- **ASSIGNMENT**
Start at the line in the entries below that contains "- make it part", stop at the line that contains "- add a flag", and output exactly the lines in that span, both ends included.

PROVIDED MATERIAL Start Marker

PR #2498, opened 2020-03-06
Add support of initialization & finalization to function node

HiroyasuNishiyama:

## Proposed changes

Function node currently do not provide a way to describe initialization & finalization code.
These features are sometimes needed to describe complex algorithms.
This PR add support of initialization and finalization to function node as described in design note fo lifecycle model of function node (https://github.com/node-red/designs/pull/22.).

## Checklist


packages/node_modules/@node-red/nodes/core/function/10-function.html
```diff
@@ -70,12 +129,54 @@
...
+                    setInterval: true,
+                    clearInterval: true
+                }
+            });
+
             RED.library.create({
                 url:"functions", // where to get the data from
                 type:"function", // the type of object the library is for
                 editor:this.editor, // the field name the main text body goes to
+                initEditor: this.initEditor, // editor for initializer
```
knolleary, line 176: I don't think we should be adding `initEditor` and `finalizeEditor` as part of API options to `RED.library.create()`. The goal is to keep the APIs clean from any node-specific requirements.

As an alternative, can I suggest the `fields` property be updated to support an object rather than just a name. This object can then provide a getter and setter for the field - which the library code can use rather than assume it should read `node-input-XYZ`.

For example, we would then have:

```
fields: [
   'name', 
   'outputs',
   {
      id: 'initalize',
      get: function() {
         return this.initEditor.getValue();
      },
      set: function(v) {
         this.initEditor.setValue(v, -1);
      }
   },
   ...
]
```

This will also give us the ability to reuse the library for other things that aren't necessarily node's with their key/value pairs.... but that is for a different day.

We then need to decide where the logic around multi-line content comes in. Options are:
 - make it part of the `get`/`set` function I propose above. Downside: a lot of possible repetition.
 - add a flag to the `fields` object to tell the library it is a multi-line field that should be handled properly
 - just have the library code test for `\n` in *all* fields and do the encoding if needed. Downside: encoding `\n` is easy - can we reliably detect when it needs decoding going the other way. The risk is we get a false-positive because a field contains `\\\\n` legitimately.

What do you think? On balance, I think adding a `multiline: true` flag to the fields object is the safest approach.

**Update:** Having written all of that, I do not think the multi-line encoding should be happening in the editor at all. I think that should be done in the storage implementation. If a storage implementation is able to support multi-line fields (for example YAML), then we should allow that.

packages/node_modules/@node-red/nodes/core/function/10-function.html
```diff
@@ -70,12 +129,54 @@
                 }
             });
 
+            this.initEditor = RED.editor.createEditor({
+                id: 'node-input-init-editor',
+                mode: 'ace/mode/nrjavascript',
+                value: $("#node-input-initialize").val(),
+                globals: {
```
knolleary, line 136: Can we define the globals object once and reuse for each of the three editors? Would reduce the risk of them getting out of sync if we make an update to one but not the others.

packages/node_modules/@node-red/nodes/core/function/10-function.js
```diff
@@ -229,6 +233,7 @@ module.exports = function(RED) {
         }
         var context = vm.createContext(sandbox);
         try {
+            vm.runInContext(iniText, context);
```
knolleary, line 236: Does this need to dedicated error handling so we can tell the user where any errors are in the code? See the `vm.createScript` call a few lines below where we set `displayErrors` and `filename`. Need to make sure we provide a consistent (and good!) experience when errors occur.

I also suggest we skip the call entirely if there in no initialise function code provided - no point invoking the vm if there is nothing to do.

packages/node_modules/@node-red/nodes/core/function/10-function.js
```diff
@@ -297,6 +302,7 @@ module.exports = function(RED) {
                 }
             });
             this.on("close", function() {
+                vm.runInContext(finText, context);
```
knolleary, line 305: This definitely does need error handling around it (in additional to my other comments on error handling) because we **must** clear and timeouts and intervals the node has created regardless of whether the finalize code has thrown an error or not.

I also suggest we skip the call entirely if there is no finalize function code provided.

packages/node_modules/@node-red/nodes/core/function/10-function.html
HiroyasuNishiyama: Considering that the output format will be changed to JSON or YAML in the future, I think it would be better to handle the format conversion on the library side.
On the other hand, regarding merger of three editors, I think it is necessary to change the `fields` property into an object array as you suggested.

packages/node_modules/@node-red/nodes/core/function/10-function.html
HiroyasuNishiyama: merged globals definitions.

packages/node_modules/@node-red/nodes/core/function/10-function.js
HiroyasuNishiyama: Added error handling as per your advice.

packages/node_modules/@node-red/nodes/core/function/10-function.js
HiroyasuNishiyama: Fixed according to your suggestion.

knolleary:
Having played with this today, some feedback on the UI aspects:

 - the 'resize' editor button feels lost down in the bottom corner. I think it needs to move back to the top right corner above the text editor.
 - want to consider other labels for the tabs. (@dceejay any thoughts..?) Some options:
      1. Setup, Start, Initialise
      2. Function, Handle message, On message
      3. Cleanup, Stop, Close
 - I think I prefer Start/Handle message/Stop

Would it be helpful in the Setup/Cleanup text boxes to have a default piece of code or comment that gives a one-line description of the purpose of the code? Otherwise they are blank text boxes that may leave a user unsure what to do with - and the risk they put the main Function code in the *wrong* box.

For example, the Setup box could default to:
```
// Code added here will be run once whenever the node is started
```
and the Cleanup box:
```
// Code added here will be run when the node is being stopped
```

The text of the comment would have to be translated - so it cannot be set as the default value of the fields.

One option would be, if we see the node property is empty, then automatically insert this comment into the text box. When the node is saved, if the value is still just the comment without any modification, then we strip it back out so it doesn't get saved.

dceejay:
Re Labels - I think Setup, Function, and Close are OK.. 
but yes need some default content/text.
`// Code added here will be run once whenever the node is started` - but maybe deployed rather than started ? (as it is only at deploy time isn't it ?)
and maybe the close one should be
`// Code added here will be run when the node is being stopped or re-deployed.`

knolleary:
> but maybe deployed rather than started ? (as it is only at deploy time isn't it ?)

It is run whether the node is started. That could be because the runtime has just started, or when a new configuration has been deployed.

dceejay:
Though some users may think "well it starts when a message arrives" and put the code in there by mistake.

HiroyasuNishiyama:
Is it okay to use `Setup`/`Function`/`Close` for the tab labels?
Regarding the default text, how about the following?

```
// Code added here will be run once whenever Node-RED is started
// or a new flow configuration is deployed.
```

dceejay:
look good to me

HiroyasuNishiyama:
> * the 'resize' editor button feels lost down in the bottom corner. I think it needs to move back to the top right corner above the text editor.

@knolleary  Tried to move the *resize* button above the text editor.
It feels like the blank space on the left of the button is little bit large, but does it match your intension?

スクリーンショット 2020-05-07 23 18 19

knolleary:
> It feels like the blank space on the left of the button is little bit large, but does it match your intension?

I'll have a play with it after merging.

As for the comments... here is my final suggestion. Don't want to keep bouncing around on this. Please use these:

```
// Code added here will be run once whenever the node is deployed
```
and
```
// Code added here will be run when the node is being stopped or re-deployed.
```

HiroyasuNishiyama:
updated initial comment of setup & close code

knolleary:
Thanks @HiroyasuNishiyama - this is now merged to `dev` 🎉 

I made a few minor changes as part of the merge:

 - changed the help text description of the new tabs (translations will need updating to match)
 - reduced some of the code duplication in `oneditprepare` and `oneditsave`
 - changed the default (english) comment for the Setup/Close code to be split over two lines - this keeps the whole text visible without having to make the editor wider. You may want to do a similar thing with the translated version... I didn't want to add a random newline in the middle of the text as I'm sure I'd get it wrong!
 - fixed an issue loading an old Function from the library where init/finalize is `undefined`.

Thanks for your work on this - a great addition to the node.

PROVIDED MATERIAL End Marker

- **SOLUTION TO THIS TASK**
 - make it part of the `get`/`set` function I propose above. Downside: a lot of possible repetition.
 - add a flag to the `fields` object to tell the library it is a multi-line field that should be handled properly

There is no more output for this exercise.